* [What the task requires]
Lines below that include "usual" are the answer; copy each one.

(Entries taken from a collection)
+===+

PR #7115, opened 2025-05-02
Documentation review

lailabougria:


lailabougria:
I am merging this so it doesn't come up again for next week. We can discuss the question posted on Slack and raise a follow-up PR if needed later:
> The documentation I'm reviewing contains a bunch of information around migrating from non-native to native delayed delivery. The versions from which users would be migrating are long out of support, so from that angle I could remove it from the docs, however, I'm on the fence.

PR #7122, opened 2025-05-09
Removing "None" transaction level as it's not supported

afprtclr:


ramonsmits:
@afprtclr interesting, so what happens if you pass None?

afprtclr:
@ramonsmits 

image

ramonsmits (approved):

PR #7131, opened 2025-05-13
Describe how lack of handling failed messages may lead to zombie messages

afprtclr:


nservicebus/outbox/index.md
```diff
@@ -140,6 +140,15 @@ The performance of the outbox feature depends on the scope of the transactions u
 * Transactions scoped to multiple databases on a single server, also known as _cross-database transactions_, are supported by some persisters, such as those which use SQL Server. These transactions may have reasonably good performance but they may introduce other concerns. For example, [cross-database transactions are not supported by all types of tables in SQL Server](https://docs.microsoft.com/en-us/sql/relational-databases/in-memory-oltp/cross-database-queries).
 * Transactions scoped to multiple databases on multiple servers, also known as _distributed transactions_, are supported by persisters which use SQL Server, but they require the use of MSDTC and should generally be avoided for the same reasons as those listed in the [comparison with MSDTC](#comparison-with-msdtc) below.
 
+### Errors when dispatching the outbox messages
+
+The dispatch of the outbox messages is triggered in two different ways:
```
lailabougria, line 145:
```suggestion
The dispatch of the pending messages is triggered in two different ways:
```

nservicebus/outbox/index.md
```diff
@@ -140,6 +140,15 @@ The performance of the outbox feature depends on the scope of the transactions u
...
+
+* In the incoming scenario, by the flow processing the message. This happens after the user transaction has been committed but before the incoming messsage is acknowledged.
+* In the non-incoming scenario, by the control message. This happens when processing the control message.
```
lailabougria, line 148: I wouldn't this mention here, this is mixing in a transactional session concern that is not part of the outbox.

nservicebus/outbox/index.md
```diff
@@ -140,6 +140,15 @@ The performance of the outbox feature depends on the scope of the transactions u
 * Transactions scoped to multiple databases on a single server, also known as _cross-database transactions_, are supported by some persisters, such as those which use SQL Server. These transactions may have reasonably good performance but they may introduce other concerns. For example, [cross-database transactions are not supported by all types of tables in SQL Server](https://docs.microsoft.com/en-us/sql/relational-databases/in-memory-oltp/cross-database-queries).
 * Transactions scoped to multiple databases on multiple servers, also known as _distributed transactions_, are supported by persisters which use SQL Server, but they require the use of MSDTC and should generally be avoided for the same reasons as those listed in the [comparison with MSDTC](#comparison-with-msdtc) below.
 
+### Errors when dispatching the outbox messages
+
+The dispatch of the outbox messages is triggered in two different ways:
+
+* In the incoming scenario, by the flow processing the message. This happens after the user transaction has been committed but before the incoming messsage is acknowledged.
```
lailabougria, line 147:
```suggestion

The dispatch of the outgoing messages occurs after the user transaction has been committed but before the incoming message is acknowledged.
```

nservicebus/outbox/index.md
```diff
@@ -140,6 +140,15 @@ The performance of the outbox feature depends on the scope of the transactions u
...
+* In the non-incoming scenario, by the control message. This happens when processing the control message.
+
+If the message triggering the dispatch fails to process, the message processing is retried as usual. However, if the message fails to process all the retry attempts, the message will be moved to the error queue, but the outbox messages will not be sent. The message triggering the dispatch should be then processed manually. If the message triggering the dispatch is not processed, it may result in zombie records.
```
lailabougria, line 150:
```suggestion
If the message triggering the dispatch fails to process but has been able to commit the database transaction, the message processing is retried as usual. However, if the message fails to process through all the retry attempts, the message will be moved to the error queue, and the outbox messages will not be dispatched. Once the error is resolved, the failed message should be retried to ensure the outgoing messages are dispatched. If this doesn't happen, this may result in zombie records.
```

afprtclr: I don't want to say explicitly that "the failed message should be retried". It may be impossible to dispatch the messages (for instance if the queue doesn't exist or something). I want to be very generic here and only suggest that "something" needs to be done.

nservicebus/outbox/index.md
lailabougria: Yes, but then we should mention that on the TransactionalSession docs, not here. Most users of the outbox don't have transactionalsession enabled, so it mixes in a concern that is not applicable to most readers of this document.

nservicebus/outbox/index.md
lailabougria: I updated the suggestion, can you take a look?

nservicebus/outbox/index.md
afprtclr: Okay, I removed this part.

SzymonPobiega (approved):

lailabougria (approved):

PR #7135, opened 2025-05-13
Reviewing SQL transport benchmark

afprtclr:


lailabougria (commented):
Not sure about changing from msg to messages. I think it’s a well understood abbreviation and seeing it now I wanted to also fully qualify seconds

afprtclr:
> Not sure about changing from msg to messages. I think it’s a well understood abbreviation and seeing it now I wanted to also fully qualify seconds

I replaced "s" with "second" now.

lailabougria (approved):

+===+

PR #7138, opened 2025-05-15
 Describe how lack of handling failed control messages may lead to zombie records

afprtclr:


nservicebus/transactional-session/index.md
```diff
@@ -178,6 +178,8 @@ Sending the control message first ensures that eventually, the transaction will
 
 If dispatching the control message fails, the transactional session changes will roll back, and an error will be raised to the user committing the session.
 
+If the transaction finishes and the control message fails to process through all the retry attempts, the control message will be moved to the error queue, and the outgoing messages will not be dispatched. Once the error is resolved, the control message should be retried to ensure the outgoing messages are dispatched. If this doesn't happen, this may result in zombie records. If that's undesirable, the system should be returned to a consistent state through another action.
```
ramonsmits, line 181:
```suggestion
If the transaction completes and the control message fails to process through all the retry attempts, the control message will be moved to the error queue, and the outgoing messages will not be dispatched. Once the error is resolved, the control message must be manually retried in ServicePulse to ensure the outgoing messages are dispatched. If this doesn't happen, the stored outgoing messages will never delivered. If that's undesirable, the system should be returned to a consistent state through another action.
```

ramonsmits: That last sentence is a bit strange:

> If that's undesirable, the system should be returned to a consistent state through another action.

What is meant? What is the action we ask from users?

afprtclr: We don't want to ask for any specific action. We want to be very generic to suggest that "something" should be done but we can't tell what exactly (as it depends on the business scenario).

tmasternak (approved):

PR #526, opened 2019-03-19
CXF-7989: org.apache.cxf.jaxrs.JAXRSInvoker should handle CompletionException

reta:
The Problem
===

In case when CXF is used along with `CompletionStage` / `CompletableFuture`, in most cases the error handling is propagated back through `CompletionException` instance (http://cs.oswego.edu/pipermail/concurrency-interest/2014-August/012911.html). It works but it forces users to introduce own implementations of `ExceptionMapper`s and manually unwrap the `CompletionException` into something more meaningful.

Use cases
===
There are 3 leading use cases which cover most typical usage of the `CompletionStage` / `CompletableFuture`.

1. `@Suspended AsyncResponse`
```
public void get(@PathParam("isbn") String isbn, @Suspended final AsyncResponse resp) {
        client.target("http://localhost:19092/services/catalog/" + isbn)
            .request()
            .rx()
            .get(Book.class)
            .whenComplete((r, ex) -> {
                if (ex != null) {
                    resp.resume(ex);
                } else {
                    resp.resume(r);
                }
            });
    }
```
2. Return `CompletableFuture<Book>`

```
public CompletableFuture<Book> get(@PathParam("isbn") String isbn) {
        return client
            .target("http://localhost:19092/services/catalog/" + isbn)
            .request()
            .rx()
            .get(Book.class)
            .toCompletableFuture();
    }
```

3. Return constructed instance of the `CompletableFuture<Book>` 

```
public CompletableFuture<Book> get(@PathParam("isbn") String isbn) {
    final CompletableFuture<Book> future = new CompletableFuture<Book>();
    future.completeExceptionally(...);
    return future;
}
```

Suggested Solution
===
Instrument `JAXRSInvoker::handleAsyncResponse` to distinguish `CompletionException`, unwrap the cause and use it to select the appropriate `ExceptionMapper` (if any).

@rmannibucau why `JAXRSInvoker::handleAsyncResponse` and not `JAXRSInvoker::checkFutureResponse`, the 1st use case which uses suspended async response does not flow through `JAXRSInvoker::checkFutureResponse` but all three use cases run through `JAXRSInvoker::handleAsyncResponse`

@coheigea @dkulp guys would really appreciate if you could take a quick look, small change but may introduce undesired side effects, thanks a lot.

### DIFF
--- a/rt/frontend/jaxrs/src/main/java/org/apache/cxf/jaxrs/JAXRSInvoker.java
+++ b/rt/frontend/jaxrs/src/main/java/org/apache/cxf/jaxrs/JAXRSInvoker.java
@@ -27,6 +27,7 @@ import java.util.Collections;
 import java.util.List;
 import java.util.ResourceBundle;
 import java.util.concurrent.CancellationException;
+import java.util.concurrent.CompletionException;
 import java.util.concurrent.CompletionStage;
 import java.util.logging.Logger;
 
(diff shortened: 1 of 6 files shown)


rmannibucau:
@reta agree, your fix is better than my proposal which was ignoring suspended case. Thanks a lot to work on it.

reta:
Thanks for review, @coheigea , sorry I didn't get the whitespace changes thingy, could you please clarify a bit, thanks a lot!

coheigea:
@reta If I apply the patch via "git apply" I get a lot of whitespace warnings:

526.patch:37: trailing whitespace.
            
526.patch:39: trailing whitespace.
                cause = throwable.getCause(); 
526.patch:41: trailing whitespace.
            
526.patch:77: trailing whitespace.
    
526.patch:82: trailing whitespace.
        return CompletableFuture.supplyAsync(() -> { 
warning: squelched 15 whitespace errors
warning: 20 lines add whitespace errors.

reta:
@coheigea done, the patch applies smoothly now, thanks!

+===+

* [Your response]
+If the message triggering the dispatch fails to process, the message processing is retried as usual. However, if the message fails to process all the retry attempts, the message will be moved to the error queue, but the outbox messages will not be sent. The message triggering the dispatch should be then processed manually. If the message triggering the dispatch is not processed, it may result in zombie records.
If the message triggering the dispatch fails to process but has been able to commit the database transaction, the message processing is retried as usual. However, if the message fails to process through all the retry attempts, the message will be moved to the error queue, and the outbox messages will not be dispatched. Once the error is resolved, the failed message should be retried to ensure the outgoing messages are dispatched. If this doesn't happen, this may result in zombie records.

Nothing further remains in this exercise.